Here is a case of getting seduced by the numbers and sucked into the wrong thinking. This article is looking for interesting ways to measure the growth of the global middle class. It does a generally poor job of it. The whole article is a bit of a dodge. Using made up numbers to render a quantifiable mark for an abstract concept, concluding in a blithe statement about a billion car pile up.
But the money quote I think is in the conclusion, about what this materialist and upwardly mobile trend in the world says:
The people of this burgeoning middle class also expect their governments to be representative and accountable, and they are sure to put increased pressure on the nondemocratic systems in many developing countries. Seen in this light, the rising incidence of protests and dissent in China, Russia, Thailand, and the Arab world is not surprising.
Which is actually interesting. And a little understated. Because I think one of the implications of the growing “middle class” is the fact that the world can become much more connected through alternatively mediated means.

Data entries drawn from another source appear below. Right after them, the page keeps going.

PR #33, opened 2026-07-31
Fix benchmark PSNR key over-emission; harden checkpoint filenames (P2.7, P5.9)

YeapJieShen:
> **Stacked on #32** (`feat/config-validation-seam`) — merge that first. This PR targets that branch, so the diff shows only its own changes.

### P2.7 — `separate_psnr` was silently inert on the benchmark path

`BenchmarkImageLogger._collect_batch` built `psnr_dict` by iterating **every** tensor `_build_psnr_tensors()` returns — and that method populates all four of `RGB/R/G/B` if *any* RGB-family key is requested (likewise `YCbCr/Y/Cb/Cr`). So a config asking for 2 keys emitted **8**.

Observed in a real run's `metrics.csv`:

```
Set5_psnr(B),Set5_psnr(Cb),Set5_psnr(Cr),Set5_psnr(G),Set5_psnr(R),Set5_psnr(RGB),Set5_psnr(Y),Set5_psnr(YCbCr),Set5_ssim
```

alongside only `val_psnr(RGB),val_psnr(YCbCr),val_ssim` from validation.

Now iterates the public `eval_config.psnr_keys` (#32's seam). This also shrinks `_flush_buffer`'s output, which derives its key set downstream — so per-set means and **per-image TensorBoard tags** shrink too. Set5 previously emitted 40 per-image tags per val run where 10 were configured.

### P5.9 — reduced private coupling

Key *selection* no longer reaches into `SRLightning` privates. `_build_psnr_tensors` is still called as a **value lookup**, with an inline note explaining why: the colorspace split has no public seam, and duplicating it in the callback would recreate the exact divergence P2.1 removed.

### Checkpoint filename hardening

`_format_checkpoint_name` does **no** sanitisation — with `auto_insert_metric_name=True` it interpolates the raw metric name, so a `/`-bearing monitor yields `sr-step=1000-psnr/val/RGB=30.1234.ckpt`. It doesn't crash: `TorchCheckpointIO.save_checkpoint` calls `fs.makedirs(os.path.dirname(path), exist_ok=True)`, so Lightning **silently creates a `psnr/val/` directory tree per save**.

Fixed with `auto_insert_metric_name=False` plus a self-supplied `label = monitor_metric.replace("/", "_")`. The monitor still resolves against the real tag — a `/` in a dict key is fine; only the *printed* label is flattened. Landing now because the queued TensorBoard tag-hierarchy PR depends on it.

### Monitor validation moved earlier

Lightning already raises `MisconfigurationException` for a missing monitor — but only after the val loop has run, which under the templates' `val_check_interval: 20000` is a **20k-step-late** crash. `SRCheckpoint.setup` now checks at startup. This moves an existing failure earlier rather than adding a new guard, and is scoped to the `fit` stage so it can't reject configs valid for `validate`/`test`/`predict`.

**Tests:** 243 → **251**. Reviewed independently: spec PASS, quality APPROVED, two Minor findings both fixed in `e5ec1ea`.

### DIFF
--- a/sisr/training/callbacks.py
+++ b/sisr/training/callbacks.py
@@ -293,6 +293,10 @@ class BenchmarkImageLogger(Callback):
             if n > 0:
                 sr_4d = sr_4d[..., n:-n, n:-n]
                 hr_4d = hr_4d[..., n:-n, n:-n]
+            # Still a private reach (P5.9): the colorspace split has no public
+            # seam, and duplicating it here would recreate the divergence P2.1
+            # removed. Keys now come from eval_config, so this is a value
+            # lookup only — the callback no longer decides *which* keys exist.
             psnr_tensors = pl_module._build_psnr_tensors(sr_4d, hr_4d)
             psnr_dict = {
                 key: torchmetrics.functional.image.peak_signal_noise_ratio(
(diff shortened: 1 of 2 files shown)


YeapJieShen (commented):
Human reviewed, all good.

PR #34, opened 2026-07-31
Add LR-only prediction path: predict_dataloader, predict_step, SRPredictionWriter (P3.7)

YeapJieShen:
> **Stacked on #32** (`feat/config-validation-seam`) — merge that first. This PR targets that branch, so the diff shows only its own changes.

### The gap

`sisr predict` was entirely non-functional. `SRDataModule` had **no `predict_dataloader`**, and `SRLightning` did not override `predict_step` — so Lightning's default would call `self(batch)` on the datasets' `(lr, hr)` tuple and crash.

The deeper problem: **no public path took an LR image to an SR image.**
- `forward()` runs the model *without* the processor — for SRCNN it expects a Y-channel tensor, not an image.
- `predict_rgb(lr, hr)` requires an HR reference that doesn't exist at inference.

Both existing entry points assumed a paired evaluation context. This is the first genuine inference path.

### What makes it work

`YChannelProcessor.reconstruct(sr, lr_rgb)` needs the LR RGB back for chroma — and at inference the LR RGB **is** available. So the full `extract → model → reconstruct` pipeline runs end-to-end without HR; only HR-dependent cropping and scoring drop away.

### `_forward_sr` was extracted, not forked

`_forward_sr` is documented as *"the single source of truth for the forward pipeline … so the training and benchmark-logging paths cannot silently diverge."* Rather than duplicating it, the extract→model→reconstruct core moved into a new `_forward_lr`, which `_forward_sr` now delegates to before applying its unchanged centre crop. `predict_step` calls `_forward_lr` directly.

Independently reviewed and traced line-by-line: `_step`'s behaviour is **unchanged** — same call sites, same arguments, same order, zero logic duplicated.

### Also

- `PredictDataset` reuses `SRDataset` for discovery and the uint8→float32 adapter — no reimplemented globbing.
- `SRPredictionWriter` (a `BasePredictionWriter`) saves 8-bit PNGs to a configurable dir, clamping out-of-range output.
- **Duplicate filename stems now raise at construction** — outputs are named by stem, so `cat.png` + `cat.jpg` would have silently overwritten each other (review finding, `5f7e7db`).

### Tests

243 → **265**. End-to-end `Trainer.predict(...)` for **both** architectures, which exercise genuinely different processor paths: SRCNN through `YChannelProcessor` (non-trivial chroma stitching, same-resolution 36×36) and SRResNet through `RGBProcessor` (identity reconstruct, ×2 upsampling to 72×72).

### Known scope boundaries

- `train_dataset` / `val_dataset` remain required on `SRDataModule` even for predict-only runs.
- `predict_dataset` is typed `dict[str, Any] | None`, matching the existing `train_dataset`/`val_dataset` convention where each spec carries its own `class_path`. The CLI therefore takes it as a JSON spec — consistent with the existing design, not a new wart.
- Templates deliberately untouched.

Reviewed independently: spec PASS, quality APPROVED, one Minor finding fixed.

### DIFF
--- a/sisr/datasets/predict.py
+++ b/sisr/datasets/predict.py
@@ -27,12 +27,24 @@ class PredictDataset(SRDataset):
             inference on.
 
     Raises:
-        ValueError: If no image files are found in ``img_dir``.
+        ValueError: If no image files are found in ``img_dir``, or if two
+            images share a filename stem.
     """
 
     def __init__(self, img_dir: str | Path):
         super().__init__()
         self._index_images(img_dir)
+        # SRPredictionWriter names outputs by stem, so `cat.png` and `cat.jpg`
+        # would silently overwrite each other. Fail at construction instead.
+        stems: dict[str, Path] = {}
+        for path in self.img_paths:
+            if path.stem in stems:
+                raise ValueError(
+                    f"Duplicate filename stem {path.stem!r} in {img_dir}: "
+                    f"{stems[path.stem].name} and {path.name}. Predictions are "
+                    f"named by stem, so these would overwrite each other."
+                )
+            stems[path.stem] = path
         self._to_tensor = self._to_tensor_transform()
 
     def __len__(self) -> int:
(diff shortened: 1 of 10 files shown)


YeapJieShen (commented):
Human reviewed, all good.

PR #35, opened 2026-07-31
Restructure TensorBoard tags into a metric-first hierarchy (INIT.8)

YeapJieShen:
> **Stacked on #33** (which is stacked on #32). Merge #32 → #33 → this. Also contains a merge of `chore/template-dry` (#31), since the rename must touch templates that PR deduplicated.

### The problem

TensorBoard groups on `/`, and almost nothing had one. `train_loss`, `val_loss`, `val_ssim`, `val_psnr(RGB)`, `grad_norm`, `Set5_psnr(RGB)`, `Set5_ssim` were all top-level. Worse, per-image tags `Set5_psnr(RGB)/{filename}` created a **group** named `Set5_psnr(RGB)` sitting beside a same-named **scalar**.

### The scheme — metric-type first

```
loss/train              loss/val
psnr/val/RGB            psnr/val/YCbCr
psnr/Set5/RGB           psnr/Set14/RGB
ssim/val                ssim/Set5
per_image/Set5/psnr/RGB/{filename}
diag/grad_norm
```

Chosen over split-first grouping (`train/loss`, `val/psnr/RGB`) because metric-kind-first puts train and val loss in one panel for direct comparison and keeps all PSNR together regardless of split.

Per-image tags carry a `{key}` segment the illustrative design omitted — both architectures default to `psnr_channels: ["RGB", "YCbCr"]`, so without it the RGB and YCbCr per-image means collide on one tag.

### Why this needed #33 first

The monitor string is interpolated into the checkpoint filename, and `/` is a path separator. Lightning's `_format_checkpoint_name` does **no** sanitisation, and `TorchCheckpointIO.save_checkpoint` calls `fs.makedirs(os.path.dirname(path), exist_ok=True)` — so a renamed monitor would have **silently created a `psnr/val/` directory tree per save**.

#33 defused that (`auto_insert_metric_name=False` + a self-supplied flattened label). Verified by a real `fit` run here: filenames come out flat as `sr-1-psnr_val_RGB=7.1435.ckpt`, with no nested directories under `checkpoints/`.

### Landed in lockstep — all five, or the monitor silently stops firing

Emitted tags · HParams registration in `on_train_start` · `BenchmarkImageLogger` per-set and per-image tags · `monitor_metric` in both tracked templates · `SRCheckpoint.setup`'s validation set. Reviewer independently grepped for stragglers: none.

### Two independent perf fixes

- **`GradNormLogger`** called `.item()` **per parameter** — one GPU sync each. Now stacks per-parameter norms on-device and takes a single `vector_norm`: one sync instead of N. Same value, since the L2 norm of per-partition norms equals the global L2 norm.
- **`WeightHistogramLogger`** default `100` → `10000`. At the templates' 1M-step schedule the old default meant ~10k histogram writes **per parameter**, and histograms dominate event-file size — multi-GB runs. Never exercised at that scale, since neither tracked template wires this callback.

### Known limitation

`LearningRateMonitor` is a stock Lightning callback naming its own tags (`lr-SGD/pgN`); it stays outside the scheme rather than wrapping Lightning internals to force it.

**Tests:** 251 passing. Reviewed independently: spec PASS (all five lockstep points traced), quality APPROVED, one Minor docstring fix in `0b4dcca`.

### DIFF
--- a/sisr/training/callbacks.py
+++ b/sisr/training/callbacks.py
@@ -45,9 +45,9 @@ class BenchmarkImageLogger(Callback):
     SR output is center-padded when smaller than HR (``padding='valid'``) so
     all three panels share the same spatial size.
 
-    Per-image PSNR/SSIM scalars go under ``"{name}_psnr/{filename}"`` and
-    ``"{name}_ssim/{filename}"``; per-set means under
-    ``"{name}_psnr({key})"`` and ``"{name}_ssim"``.
+    Per-image PSNR/SSIM scalars go under ``"per_image/{name}/psnr/{key}/{filename}"``
+    and ``"per_image/{name}/ssim/{filename}"``; per-set means under
+    ``"psnr/{name}/{key}"`` and ``"ssim/{name}"``.
 
     Border cropping is sourced from ``pl_module.eval_config.crop_border`` at
     the use site; this avoids dual-knob configuration drift.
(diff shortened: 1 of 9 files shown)


YeapJieShen (commented):
Human reviewed, all good.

You have power and water, a mobile phone and an internet connection and you join a very interesting club, globally speaking. Furthermore, people can not only demand accountability from their own governments but from governments whose foreign policies affect them. I mean, look at the famous photo of Phan Thi Kim Phuc, the Vietnamese girl running scared and naked from her village, which had just been napalmed. 40 years ago no one could do anything about this situation. These days, photos like that could provoke a massive decentralized response of outraged middle class people. Such people might learn how to fly planes, for example. Or leak documents. Or go all Anonymous.
On a smaller scale, the growing middle class can use its material wealth to do things other than buy cars. For example, a newly middle class Egyptian could buy food to support an occupation of a park in New York. The new models of philanthropy can be many to many, inverting the idea of “giving to the poor.”
The article has a pretty narrow and outdated view of its own subject (“First World” – really?) and it ignores the deeper, dare I say, foreign policy implications of a middle class that may yet reach the critical mass needed to slow the 1% and redirect that serious wealth to needier parts the rest of the 99%.
In the rest of the world, I wonder if this is what the new middle class is doing. In North America we do a whole lot of “I’ve got mine.” Class mobility in this continent is woeful, and class nobility, especially among the local 85% (of which I am a member) even worse.
Ultimately, it doesn’t matter how many of us there are. It matters what we do with these numbers.